#### [PROBLEM TO SOLVE]
Pick out all lines of the entries that include the word "wrapped" and copy them.

#### [EXTRACTED RECORDS]
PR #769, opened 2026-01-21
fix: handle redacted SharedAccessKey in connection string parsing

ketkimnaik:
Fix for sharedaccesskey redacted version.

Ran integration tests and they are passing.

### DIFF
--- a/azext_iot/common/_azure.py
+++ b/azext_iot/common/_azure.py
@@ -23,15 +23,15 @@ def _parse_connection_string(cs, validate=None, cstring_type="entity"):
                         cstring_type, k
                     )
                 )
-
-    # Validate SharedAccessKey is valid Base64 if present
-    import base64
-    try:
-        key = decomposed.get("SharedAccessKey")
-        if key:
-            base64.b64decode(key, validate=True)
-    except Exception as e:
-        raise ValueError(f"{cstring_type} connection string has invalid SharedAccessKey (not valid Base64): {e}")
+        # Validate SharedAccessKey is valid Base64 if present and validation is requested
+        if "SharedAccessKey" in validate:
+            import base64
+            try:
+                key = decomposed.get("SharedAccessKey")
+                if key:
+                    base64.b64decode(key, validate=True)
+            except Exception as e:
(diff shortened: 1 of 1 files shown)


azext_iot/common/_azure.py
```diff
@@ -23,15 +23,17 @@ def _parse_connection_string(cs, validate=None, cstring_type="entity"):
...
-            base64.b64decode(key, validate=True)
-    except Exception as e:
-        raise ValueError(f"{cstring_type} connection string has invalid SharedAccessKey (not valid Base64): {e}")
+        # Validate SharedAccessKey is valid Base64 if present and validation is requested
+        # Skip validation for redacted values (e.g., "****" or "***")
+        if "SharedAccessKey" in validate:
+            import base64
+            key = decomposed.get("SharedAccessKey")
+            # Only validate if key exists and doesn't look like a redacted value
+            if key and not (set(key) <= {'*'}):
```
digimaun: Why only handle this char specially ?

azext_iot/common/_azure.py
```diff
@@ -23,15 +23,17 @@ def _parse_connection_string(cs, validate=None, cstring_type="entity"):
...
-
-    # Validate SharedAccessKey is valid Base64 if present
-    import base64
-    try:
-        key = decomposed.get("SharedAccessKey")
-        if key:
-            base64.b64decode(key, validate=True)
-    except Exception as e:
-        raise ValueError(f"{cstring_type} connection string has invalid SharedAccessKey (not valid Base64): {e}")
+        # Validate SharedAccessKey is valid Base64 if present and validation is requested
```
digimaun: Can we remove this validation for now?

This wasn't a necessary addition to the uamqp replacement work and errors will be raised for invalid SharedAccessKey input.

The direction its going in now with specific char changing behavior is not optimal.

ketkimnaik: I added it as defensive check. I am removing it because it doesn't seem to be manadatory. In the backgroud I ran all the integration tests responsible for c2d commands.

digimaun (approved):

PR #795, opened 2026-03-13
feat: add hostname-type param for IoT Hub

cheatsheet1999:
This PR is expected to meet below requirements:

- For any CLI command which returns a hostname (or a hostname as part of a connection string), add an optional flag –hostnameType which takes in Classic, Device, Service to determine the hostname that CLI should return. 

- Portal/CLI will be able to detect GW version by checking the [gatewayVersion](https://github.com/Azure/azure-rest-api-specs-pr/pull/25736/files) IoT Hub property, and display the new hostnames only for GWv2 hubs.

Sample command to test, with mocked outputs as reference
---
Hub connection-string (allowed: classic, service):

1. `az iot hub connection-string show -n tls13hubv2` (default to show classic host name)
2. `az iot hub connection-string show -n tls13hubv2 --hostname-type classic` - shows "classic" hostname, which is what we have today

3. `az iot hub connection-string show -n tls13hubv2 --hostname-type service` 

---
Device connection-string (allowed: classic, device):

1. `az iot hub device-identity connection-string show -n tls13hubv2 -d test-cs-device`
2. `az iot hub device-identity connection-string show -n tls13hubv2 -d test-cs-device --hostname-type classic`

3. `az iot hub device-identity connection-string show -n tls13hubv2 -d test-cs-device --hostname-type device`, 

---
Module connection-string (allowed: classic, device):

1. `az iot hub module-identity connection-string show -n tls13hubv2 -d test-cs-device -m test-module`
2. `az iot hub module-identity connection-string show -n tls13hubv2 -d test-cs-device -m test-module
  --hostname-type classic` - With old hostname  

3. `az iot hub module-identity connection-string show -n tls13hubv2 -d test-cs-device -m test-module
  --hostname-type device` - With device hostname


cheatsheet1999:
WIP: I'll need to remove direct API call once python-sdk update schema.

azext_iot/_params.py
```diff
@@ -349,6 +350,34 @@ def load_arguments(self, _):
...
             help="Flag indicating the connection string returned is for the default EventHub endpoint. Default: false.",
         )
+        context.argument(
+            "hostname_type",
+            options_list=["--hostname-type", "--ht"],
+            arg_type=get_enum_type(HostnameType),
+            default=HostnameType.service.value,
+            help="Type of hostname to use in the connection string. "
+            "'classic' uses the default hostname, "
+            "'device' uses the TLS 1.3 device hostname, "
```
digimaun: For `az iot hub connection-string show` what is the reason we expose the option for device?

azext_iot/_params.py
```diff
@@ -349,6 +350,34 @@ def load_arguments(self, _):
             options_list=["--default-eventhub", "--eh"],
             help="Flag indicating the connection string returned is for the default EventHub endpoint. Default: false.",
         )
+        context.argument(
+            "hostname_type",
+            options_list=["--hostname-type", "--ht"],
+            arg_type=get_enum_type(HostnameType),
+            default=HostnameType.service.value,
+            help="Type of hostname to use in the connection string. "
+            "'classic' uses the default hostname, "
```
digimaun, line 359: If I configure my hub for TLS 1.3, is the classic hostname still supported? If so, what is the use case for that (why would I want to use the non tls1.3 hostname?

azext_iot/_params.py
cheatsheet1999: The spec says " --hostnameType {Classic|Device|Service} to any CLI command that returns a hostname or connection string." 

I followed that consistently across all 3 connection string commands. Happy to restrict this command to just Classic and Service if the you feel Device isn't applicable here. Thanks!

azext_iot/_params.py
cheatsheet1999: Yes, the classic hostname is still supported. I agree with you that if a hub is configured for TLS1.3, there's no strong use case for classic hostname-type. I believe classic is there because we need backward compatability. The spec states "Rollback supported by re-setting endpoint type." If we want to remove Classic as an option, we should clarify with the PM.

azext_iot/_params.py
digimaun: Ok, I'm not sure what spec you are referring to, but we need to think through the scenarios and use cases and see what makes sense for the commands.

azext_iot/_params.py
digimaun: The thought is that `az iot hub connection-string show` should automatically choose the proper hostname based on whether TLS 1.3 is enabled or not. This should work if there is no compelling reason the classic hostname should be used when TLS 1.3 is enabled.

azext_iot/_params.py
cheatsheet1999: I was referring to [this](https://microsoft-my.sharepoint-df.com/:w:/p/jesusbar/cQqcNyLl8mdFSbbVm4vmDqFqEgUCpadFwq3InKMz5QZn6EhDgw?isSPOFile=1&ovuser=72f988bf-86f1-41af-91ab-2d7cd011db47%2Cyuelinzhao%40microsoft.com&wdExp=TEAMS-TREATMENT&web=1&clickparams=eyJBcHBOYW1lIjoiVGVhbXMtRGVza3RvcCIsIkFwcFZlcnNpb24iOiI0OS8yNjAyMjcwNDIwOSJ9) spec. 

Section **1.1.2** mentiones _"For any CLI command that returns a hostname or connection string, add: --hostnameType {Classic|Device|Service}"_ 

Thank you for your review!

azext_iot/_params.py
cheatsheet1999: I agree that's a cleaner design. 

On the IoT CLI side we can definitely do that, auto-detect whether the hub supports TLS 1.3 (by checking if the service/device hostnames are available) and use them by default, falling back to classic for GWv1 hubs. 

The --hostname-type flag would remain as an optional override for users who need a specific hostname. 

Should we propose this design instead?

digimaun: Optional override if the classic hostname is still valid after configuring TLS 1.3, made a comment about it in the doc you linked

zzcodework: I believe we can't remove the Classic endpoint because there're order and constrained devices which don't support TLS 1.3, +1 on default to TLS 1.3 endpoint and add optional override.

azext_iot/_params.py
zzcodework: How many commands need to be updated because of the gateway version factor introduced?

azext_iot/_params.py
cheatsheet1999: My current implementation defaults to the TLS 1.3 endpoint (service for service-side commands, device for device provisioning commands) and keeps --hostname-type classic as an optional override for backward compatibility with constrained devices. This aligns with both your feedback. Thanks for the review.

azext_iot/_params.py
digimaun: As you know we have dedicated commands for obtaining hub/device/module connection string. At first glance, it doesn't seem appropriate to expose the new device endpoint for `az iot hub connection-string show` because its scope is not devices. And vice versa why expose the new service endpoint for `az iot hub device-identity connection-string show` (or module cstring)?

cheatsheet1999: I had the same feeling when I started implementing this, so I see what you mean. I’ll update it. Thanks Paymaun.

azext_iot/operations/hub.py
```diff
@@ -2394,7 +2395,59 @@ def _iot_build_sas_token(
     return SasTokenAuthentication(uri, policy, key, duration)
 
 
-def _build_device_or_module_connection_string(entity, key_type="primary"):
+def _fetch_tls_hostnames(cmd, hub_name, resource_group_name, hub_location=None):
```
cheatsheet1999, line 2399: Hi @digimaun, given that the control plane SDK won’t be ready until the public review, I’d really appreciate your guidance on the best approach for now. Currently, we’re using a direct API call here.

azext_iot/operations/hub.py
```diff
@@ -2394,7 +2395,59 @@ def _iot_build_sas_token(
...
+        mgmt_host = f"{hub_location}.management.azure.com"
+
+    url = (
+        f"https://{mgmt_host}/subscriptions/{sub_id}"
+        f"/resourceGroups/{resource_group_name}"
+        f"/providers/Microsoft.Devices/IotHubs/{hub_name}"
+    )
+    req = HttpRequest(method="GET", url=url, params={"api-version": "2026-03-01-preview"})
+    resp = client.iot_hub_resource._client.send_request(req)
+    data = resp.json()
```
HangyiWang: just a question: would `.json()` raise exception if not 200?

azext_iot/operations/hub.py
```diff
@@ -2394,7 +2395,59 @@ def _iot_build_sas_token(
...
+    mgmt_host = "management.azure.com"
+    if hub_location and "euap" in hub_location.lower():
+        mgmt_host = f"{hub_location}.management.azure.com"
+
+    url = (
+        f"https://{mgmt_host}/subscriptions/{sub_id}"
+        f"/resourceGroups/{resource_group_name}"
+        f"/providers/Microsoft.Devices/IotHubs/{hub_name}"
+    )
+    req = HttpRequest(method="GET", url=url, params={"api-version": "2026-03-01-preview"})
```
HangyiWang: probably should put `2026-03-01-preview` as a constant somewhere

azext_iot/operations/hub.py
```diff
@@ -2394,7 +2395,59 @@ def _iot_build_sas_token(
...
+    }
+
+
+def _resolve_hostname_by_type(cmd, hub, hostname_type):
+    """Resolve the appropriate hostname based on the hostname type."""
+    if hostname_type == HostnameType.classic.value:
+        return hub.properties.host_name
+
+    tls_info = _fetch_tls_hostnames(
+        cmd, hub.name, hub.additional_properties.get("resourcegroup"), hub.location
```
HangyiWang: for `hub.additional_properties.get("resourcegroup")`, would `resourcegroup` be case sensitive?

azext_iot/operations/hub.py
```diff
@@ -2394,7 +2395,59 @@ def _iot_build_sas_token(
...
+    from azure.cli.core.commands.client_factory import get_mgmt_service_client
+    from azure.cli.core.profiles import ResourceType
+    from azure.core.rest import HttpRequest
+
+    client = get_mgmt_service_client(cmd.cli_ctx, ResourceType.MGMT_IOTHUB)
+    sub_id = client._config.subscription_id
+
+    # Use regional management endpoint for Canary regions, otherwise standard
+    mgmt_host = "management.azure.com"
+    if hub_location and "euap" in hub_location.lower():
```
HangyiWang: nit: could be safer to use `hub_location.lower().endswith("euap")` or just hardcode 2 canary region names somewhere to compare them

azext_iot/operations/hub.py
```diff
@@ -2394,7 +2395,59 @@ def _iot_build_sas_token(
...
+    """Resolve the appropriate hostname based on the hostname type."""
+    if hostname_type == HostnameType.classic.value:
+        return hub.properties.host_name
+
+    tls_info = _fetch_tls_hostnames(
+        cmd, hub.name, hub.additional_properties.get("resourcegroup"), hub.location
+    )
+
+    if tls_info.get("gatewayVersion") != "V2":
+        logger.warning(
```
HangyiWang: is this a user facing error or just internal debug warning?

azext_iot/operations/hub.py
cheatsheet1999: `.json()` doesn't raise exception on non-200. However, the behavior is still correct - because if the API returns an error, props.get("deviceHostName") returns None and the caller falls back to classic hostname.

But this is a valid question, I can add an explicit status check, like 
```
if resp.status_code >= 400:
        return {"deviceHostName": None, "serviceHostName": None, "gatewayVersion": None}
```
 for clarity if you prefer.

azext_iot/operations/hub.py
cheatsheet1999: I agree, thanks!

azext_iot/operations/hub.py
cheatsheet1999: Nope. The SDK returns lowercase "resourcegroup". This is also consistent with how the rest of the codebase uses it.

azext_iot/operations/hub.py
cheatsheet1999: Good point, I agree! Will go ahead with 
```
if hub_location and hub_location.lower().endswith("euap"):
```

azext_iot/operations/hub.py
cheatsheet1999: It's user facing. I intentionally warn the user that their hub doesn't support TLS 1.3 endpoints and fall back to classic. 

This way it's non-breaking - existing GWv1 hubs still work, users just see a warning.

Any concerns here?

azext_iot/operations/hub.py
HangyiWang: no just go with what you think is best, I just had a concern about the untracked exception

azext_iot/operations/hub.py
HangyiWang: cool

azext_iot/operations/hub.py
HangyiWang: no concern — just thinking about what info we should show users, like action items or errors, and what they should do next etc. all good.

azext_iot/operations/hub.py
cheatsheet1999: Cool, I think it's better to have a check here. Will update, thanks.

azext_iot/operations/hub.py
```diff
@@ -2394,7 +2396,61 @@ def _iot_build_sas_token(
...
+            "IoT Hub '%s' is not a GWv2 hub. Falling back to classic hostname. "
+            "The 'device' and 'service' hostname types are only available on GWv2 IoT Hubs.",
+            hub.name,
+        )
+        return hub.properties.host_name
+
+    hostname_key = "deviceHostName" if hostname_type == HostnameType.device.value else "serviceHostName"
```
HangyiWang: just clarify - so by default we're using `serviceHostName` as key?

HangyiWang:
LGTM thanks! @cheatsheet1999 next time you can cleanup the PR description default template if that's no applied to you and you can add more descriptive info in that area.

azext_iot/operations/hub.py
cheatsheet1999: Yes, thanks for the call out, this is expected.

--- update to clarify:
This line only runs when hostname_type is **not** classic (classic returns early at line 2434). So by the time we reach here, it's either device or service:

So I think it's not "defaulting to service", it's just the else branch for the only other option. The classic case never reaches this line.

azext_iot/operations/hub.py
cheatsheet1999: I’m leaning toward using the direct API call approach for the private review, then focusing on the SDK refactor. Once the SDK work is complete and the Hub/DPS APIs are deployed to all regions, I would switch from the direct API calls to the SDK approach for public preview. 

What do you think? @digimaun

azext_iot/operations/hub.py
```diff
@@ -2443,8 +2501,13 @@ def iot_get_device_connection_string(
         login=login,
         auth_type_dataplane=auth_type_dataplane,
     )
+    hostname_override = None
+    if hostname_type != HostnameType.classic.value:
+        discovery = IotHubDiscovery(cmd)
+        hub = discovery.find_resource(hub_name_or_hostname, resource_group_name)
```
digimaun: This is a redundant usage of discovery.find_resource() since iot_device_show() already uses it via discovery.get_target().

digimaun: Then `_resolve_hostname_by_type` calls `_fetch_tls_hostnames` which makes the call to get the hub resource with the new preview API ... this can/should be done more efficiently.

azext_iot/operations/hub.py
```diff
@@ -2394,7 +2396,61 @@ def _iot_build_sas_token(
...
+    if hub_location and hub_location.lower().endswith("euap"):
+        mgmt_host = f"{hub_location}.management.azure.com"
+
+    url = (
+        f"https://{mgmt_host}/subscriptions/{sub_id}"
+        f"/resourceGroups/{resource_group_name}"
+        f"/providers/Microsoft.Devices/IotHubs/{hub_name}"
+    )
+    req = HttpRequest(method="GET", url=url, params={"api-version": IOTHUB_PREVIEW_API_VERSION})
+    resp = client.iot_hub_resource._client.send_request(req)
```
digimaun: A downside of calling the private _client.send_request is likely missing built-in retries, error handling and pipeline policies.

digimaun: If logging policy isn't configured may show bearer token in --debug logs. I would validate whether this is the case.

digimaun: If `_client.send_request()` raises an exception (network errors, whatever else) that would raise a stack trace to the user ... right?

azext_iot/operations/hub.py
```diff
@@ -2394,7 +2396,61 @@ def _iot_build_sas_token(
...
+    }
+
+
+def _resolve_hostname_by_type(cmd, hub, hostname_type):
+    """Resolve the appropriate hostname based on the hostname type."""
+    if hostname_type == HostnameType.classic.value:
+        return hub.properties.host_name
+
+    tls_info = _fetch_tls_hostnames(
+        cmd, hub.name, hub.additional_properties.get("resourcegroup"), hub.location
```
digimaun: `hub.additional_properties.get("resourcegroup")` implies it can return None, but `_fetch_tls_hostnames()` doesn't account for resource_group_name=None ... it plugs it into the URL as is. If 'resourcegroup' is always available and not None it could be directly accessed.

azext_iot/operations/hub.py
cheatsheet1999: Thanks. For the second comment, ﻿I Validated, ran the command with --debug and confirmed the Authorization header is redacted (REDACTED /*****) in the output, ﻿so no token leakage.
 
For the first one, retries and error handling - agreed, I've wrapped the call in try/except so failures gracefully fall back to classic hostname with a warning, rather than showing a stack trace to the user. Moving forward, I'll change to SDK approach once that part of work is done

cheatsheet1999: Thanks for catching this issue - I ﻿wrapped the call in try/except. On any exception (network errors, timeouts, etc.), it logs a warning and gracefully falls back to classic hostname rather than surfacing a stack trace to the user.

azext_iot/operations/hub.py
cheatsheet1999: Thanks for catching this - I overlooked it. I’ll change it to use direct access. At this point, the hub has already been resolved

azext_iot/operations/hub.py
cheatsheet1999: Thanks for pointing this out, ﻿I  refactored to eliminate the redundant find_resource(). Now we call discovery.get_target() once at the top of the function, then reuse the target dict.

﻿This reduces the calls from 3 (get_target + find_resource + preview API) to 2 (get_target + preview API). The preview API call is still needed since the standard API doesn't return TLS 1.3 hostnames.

#### [RESPONSE TO THIS TASK]
For the first one, retries and error handling - agreed, I've wrapped the call in try/except so failures gracefully fall back to classic hostname with a warning, rather than showing a stack trace to the user. Moving forward, I'll change to SDK approach once that part of work is done
cheatsheet1999: Thanks for catching this issue - I ﻿wrapped the call in try/except. On any exception (network errors, timeouts, etc.), it logs a warning and gracefully falls back to classic hostname rather than surfacing a stack trace to the user.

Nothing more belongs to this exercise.